In Springfield, storm heroine’s love buoys kin

July 05, 2011|By Peter Schworm, Globe Staff
  • ANGELICA GUERRERO
ANGELICA GUERRERO (Dina Rudick/Globe Staff )

WEST SPRINGFIELD - Back home after a long day at school, Ibone Guerrero had curled up for an afternoon nap in her parents’ bed. When she was little, she’d climb in beside her mother at night when she was scared or couldn’t sleep. Even now, at 15, she felt safest there.

Just before she drifted off to sleep on that early June afternoon, she wondered why the sky was getting so dark. Must be a storm coming, she thought.

As she recalled last week the devastating tornado that killed her mother, who died sheltering her from the ferocious storm that ripped apart their home, Guerrero’s eyes welled with tears she tried to smile through. As if hugging herself, she squeezed her left arm, still scratched and bruised from falling debris that crushed her mother as they huddled in a bathtub. Fabiola, her older sister, who had been at work during the June 1 storm, tenderly brushed Ibone’s bangs from her brow.

“I just thought it was a rainy day,’’ she said in a lengthy interview last week near the leveled three-family home. Plaintively, she looked to her father for affirmation. Juan Guerrero nodded sadly, and stretched his hand to hers.

For many, Angelica Guerrero’s death stands as the most indelible image of the tornado that ripped a 39-mile swath through the western part of the state, an instinctive act of motherly love and sacrifice.

A month after the tornado, the region is beginning to rebuild, and displaced families are slowly mending torn lives. The Guerreros carry a heavy grief through days fraught with uncertainty. Their apartment, along with nearly all their possessions, is gone, buried in a jagged mass of brick and wood. They pass long hours in a hotel, waiting for word on an apartment. They try to push aside memories of the storm, of Angelica lying lifeless in the rubble. But again and again, the images come crashing back.

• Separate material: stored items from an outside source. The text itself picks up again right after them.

PR #166, opened 2019-11-15
update retry proposal

jadekler:
Currently, the retry proposal specifies sending "grpc-previous-rpc-attempts"
metadata on each RPC beyond the first RPC.

However, this makes it hard to use: the absence of the metadata could either be
RPC attempt #0, or an RPC (of any attempt #) using a version of the gRPC library
before this logic is implemented. (or, the version of the client library that
was updated to use this field)

That is: we could never tell, for example, %QPS that are related to retries
because we don't know what our sample size is. By specifying first RPC must send
grpc-previous-rpc-attempts=0, we can do #rpcs-whose-attempts>0 / #rpcs-with-any-attempts.

### DIFF
--- a/A6-client-retries.md
+++ b/A6-client-retries.md
@@ -312,7 +312,7 @@ Similarly, transparent retries do not count toward the limit of configured RPC a
 
 Both client and server application logic will have access to data about retries via gRPC metadata. Upon seeing an RPC from the client, the server will know if it was a retry, and moreover, it will know the number of previously made attempts. Likewise, the client will receive the number of retry attempts made when receiving the results of an RPC.
 
-The header name for exposing the metadata will be `"grpc-previous-rpc-attempts"` to give clients and servers access to the attempt count. This value represents the number of preceding retry attempts. Thus, it will not be present on the first RPC, will be 1 for the second RPC, and so on. The value for this field will be an integer.
+The header name for exposing the metadata will be `"grpc-previous-rpc-attempts"` to give clients and servers access to the attempt count. This value represents the number of preceding retry attempts. On the first RPC, will be 0; on the second RPC, it will be 1, and so on. The value for this field will be an integer.
 
 #### Disabling Retries
 


jadekler:
cc @dfawley @ejona @markdroth

markdroth:
It's not clear to me how this would be useful.  A previous retry implementation not conforming to this spec will not specify this metadata even on subsequent attempts, so there is no way to tell what's a retry and what's not, and the change proposed here does not help with that.  And for a retry implementation that does conform to this spec, it's not clear to me why it's useful to differentiate between an RPC that will not be retried and the first attempt of an RPC that will be retried.

Can you give a concrete example of server-side logic that would make use of this metadata on the first attempt?  What would it do differently than it would if this metadata were not present?

jadekler:
Can you give a concrete example of server-side logic that would make use of this metadata on the first attempt? What would it do differently than it would if this metadata were not present?

Imagine a query like the following, where `max_retry_attempt` is nillable:

```
SELECT a.retries / (a.retries+b.no_retries) AS retry_percentage
FROM
    (
        SELECT COUNT(*) as retries
        FROM rpcs
        WHERE max_retry_attempt > 0
    ) a,
    (
        SELECT COUNT(*) as no_retries
        FROM rpcs
        WHERE max_retry_attempt == 0
    ) b
```

With the update to this PR, this would be accurate. Without this PR, there would be no zeroes: we could only use nil, which would mean both "I was not a retry request" and "I might have been a retry request but I'm on an older version of gRPC, and didn't send the metadata".

> A previous retry implementation not conforming to this spec will not specify this metadata even on subsequent attempts, so there is no way to tell what's a retry and what's not, and the change proposed here does not help with that.

It's intention is to help by distinguishing "latest enough version of gRPC that 0 is meaningful" and "not latest enough version of gRPC to count".

dfawley:
> Its intention is to help by distinguishing "latest enough version of gRPC that 0 is meaningful" and "not latest enough version of gRPC to count".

They speak to therapists about the sadness and anger, the swirl of questions about why she had to die and why they didn’t. But it only helps so much.

“For a little while, it feels good to talk about it,’’ said Juan Guerrero, 46, who fractured his hip in the storm and now walks with a cane. “But how are you going to forget?’’

This summer would have been their 20th wedding anniversary, Guerrero said.

Fabiola, a pretty, soft-spoken 18-year-old who rarely smiles and worries over her younger sister, now wears her mother’s gold wedding band. Ibone, who smiles constantly just like her mother did, now has her engagement ring.

The girls are deeply proud of their mother, who died at 39, and say they will do their best to make her proud of them. And they hope she will be remembered for what she did.

“She saved my life,’’ Ibone said, with a bittersweet smile.